Would you please help me? In which part of the SDK I should search?

Thanks

[sh0]

I have some good news, I believe I have figured out the depth-color parameters.

The important parameters reside in intrinsics[25] (RgbCameraParamsResponse structure). New layout is as follows:

struct s_intrinsics {
    float color_f;
    float color_cx;
    float color_cy;

    float shift_d;
    float shift_m;

    float mx_x3y0; // xxx // 0x40
    float mx_x0y3; // yyy // 0x44
    float mx_x2y1; // xxy // 0x48
    float mx_x1y2; // yyx // 0x4c
    float mx_x2y0; // xx  // 0x50
    float mx_x0y2; // yy  // 0x54
    float mx_x1y1; // xy  // 0x58
    float mx_x1y0; // x   // 0x5c
    float mx_x0y1; // y   // 0x60
    float mx_x0y0; //     // 0x64

    float my_x3y0; // xxx // 0x68
    float my_x0y3; // yyy // 0x6c
    float my_x2y1; // xxy // 0x70
    float my_x1y2; // yyx // 0x74
    float my_x2y0; // xx  // 0x78
    float my_x0y2; // yy  // 0x7c
    float my_x1y1; // xy  // 0x80
    float my_x1y0; // x   // 0x84
    float my_x0y1; // y   // 0x88
    float my_x0y0; //     // 0x8c
};

There are two other important parameters for calculations:

float depth_q = 0.01;
float color_q = 0.002199

The numeric values of those parameters are hardcoded defaults that I found. From structure layouts these values should have been sent between shift_m and mx_x3y0, but are missing. Unless someone finds those values in some packet I guess we can treat them as constants.

First we need to undistort the depth map:

void kinect2_undistort(float dx, float dy, float& mx, float& mx)
{
    float ps = (dx * dx) + (dy * dy);
    float qs = ((ps * depth_k3 + depth_k2) * ps + depth_k1) * ps + 1.0;
    for (int i = 0; i < 9; i++) {
        float qd = ps / (qs * qs);
        qs = ((qd * depth_k3 + depth_k2) * qd + depth_k1) * qd + 1.0;
    }
    mx = dx / qs;
    my = dy / qs;
}

Next we project the depth point to the color frame coordinates:

void kinect2_depth_to_color(float mx, float my, float z, float& rx, float& ry)
{
    mx *= depth_f * depth_q;
    my *= depth_f * depth_q;

    float wx =
        (mx * mx * mx * mx_x3y0) + (my * my * my * mx_x0y3) +
        (mx * mx * my * mx_x2y1) + (my * my * mx * mx_x1y2) +
        (mx * mx * mx_x2y0) + (my * my * mx_x0y2) + (mx * my * mx_x1y1) +
        (mx * mx_x1y0) + (my * mx_x0y1) + (mx_x0y0);
    float wy =
        (mx * mx * mx * my_x3y0) + (my * my * my * my_x0y3) +
        (mx * mx * my * my_x2y1) + (my * my * mx * my_x1y2) +
        (mx * mx * my_x2y0) + (my * my * my_x0y2) + (mx * my * my_x1y1) +
        (mx * my_x1y0) + (my * my_x0y1) + (my_x0y0);

    rx = wx / (color_f * color_q);
    ry = wy / (color_f * color_q);

    rx += (shift_m / z) - (shift_m / shift_d);

    rx = rx * color_f + color_cx;
    ry = ry * color_f + color_cy;
}

I also have some knowledge about the internal LUTs, but they are quite uninteresting.

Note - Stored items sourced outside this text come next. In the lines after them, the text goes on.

PR #603, opened 2023-05-10
Extend and fix `rand`.

### LINKED ISSUE #601: `rand(Sphere(n, ℂ))` only returns real vectors
This should return also complex vectors, I believe:
```
julia> M = Sphere(3, ℂ); rand(M)
4-element Vector{ComplexF64}:
  0.22029993567413428 + 0.0im
   0.8898546674007888 + 0.0im
  -0.3693475326483702 + 0.0im
 -0.15234503396423887 + 0.0im
```

kellertuer:
This PR

* fixes complex sphere random points (resolves #601)
* fixes complex Euclidean random points
* introduces (real) Generalised Grassmann points/vectors
* introduces (real) Generalised Stiefel points/vectors

It seems on `M=Sphere(2, ℍ)` the result is still real and not Quaternion for `rand(M)`, but I could not yet find the culprit in the allocation labyrinth when allocating the solution `p` (before calling `rand!(M, p)`). The following actually works fine

```Julia
b =  [ Quaternions.quat(1.0), Quaternions.quat(1.0), Quaternions.quat(1.0)];
Manifolds.rand!(M,b)
is_point(M,b)
```
yields true and `b` has nonzero entries in all 4 quaternion entries in each quaternion. SO this is really just an allocation problem for quaternion problems.

### DIFF
--- a/src/manifolds/Euclidean.jl
+++ b/src/manifolds/Euclidean.jl
@@ -572,7 +572,7 @@ project(::Euclidean{Tuple{}}, ::Number, X::Number) = X
 project!(::Euclidean, Y, p, X) = copyto!(Y, X)
 
 function Random.rand!(::Euclidean, pX; σ=one(eltype(pX)), vector_at=nothing)
-    pX .= randn(size(pX)) .* σ
+    pX .= randn(eltype(pX), size(pX)) .* σ
     return pX
 end
 function Random.rand!(
@@ -582,7 +582,7 @@ function Random.rand!(
     σ=one(eltype(pX)),
     vector_at=nothing,
 )
-    pX .= randn(rng, size(pX)) .* σ
+    pX .= randn(rng, eltype(pX), size(pX)) .* σ
     return pX
 end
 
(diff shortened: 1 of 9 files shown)


mateuszbaran:
I've fixed the issue with promotion on quaternionic manifolds.

kellertuer:
It seems GitHub has a bit of trouble running CIs recently.

mateuszbaran:
Yes, a little. BTW, one reason it fails is that Julia 1.6 doesn't have `ColumnNorm`.

kellertuer:
Oh, I was just hoping to fix a warning. What do we do there then? On 1.8 and 1.9 we have a deprecation warning.

mateuszbaran:
Probably we just ignore the warning? Alternatively we can make a wrapper that uses different arguments on different Julia versions.

kellertuer:
Yeah we have a few also for the mean I think, as a German I always feel the urge to solve them, but you might be right, we should maybe keep them until we discontinue support for 1.6.

mateuszbaran (approved):

mateuszbaran:
LGTM. One last missing thing is bumping version.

There are some implications of the way the color coordinates are calculated. Main thing is that there is no simple rotation and translation transform available to move from the color camera to depth camera space.

[floe]

Awesome, thanks for the information! Can you share how you found this? It looks like you already have a working implementation, could you perhaps send a pull request?

[christiankerl]

Nice work. Do you also have some insights on how to compute the xtable and ztable used for the depth computation?

[sh0]

I explored the internals of kinect20.dll for about a week to get this info. Essentially the ICoordinateMapper interface contains all functions to convert between coordinate systems. The guess was that since there are so many different functions available in that interface, then the underlying transformations are probably also done nearby. I think I had to dig two classes deep starting from CoordinateMapper to find the core algorithms. The optimizations are not too heavy so it was mostly readable assembly except for the loop unrolling which was quite annoying in case of undistortion code. I think I also saw a single pass undistort somewhere and there seemed to be 5-pass undistort in the service exe, but it might be totally unrelated. Main data structure for the CoordinateMapper constructor came as a 0x84 byte block (hence block84) consisting all of floats which is transformed into 0x90 byte data block (hence block90) for use in calculations. I haven't really been able to trace when the block84 is copied into kinect20.dll. However the intrinsics[25] had somewhat similar layout as block84 so I could just make guesses and everything worked.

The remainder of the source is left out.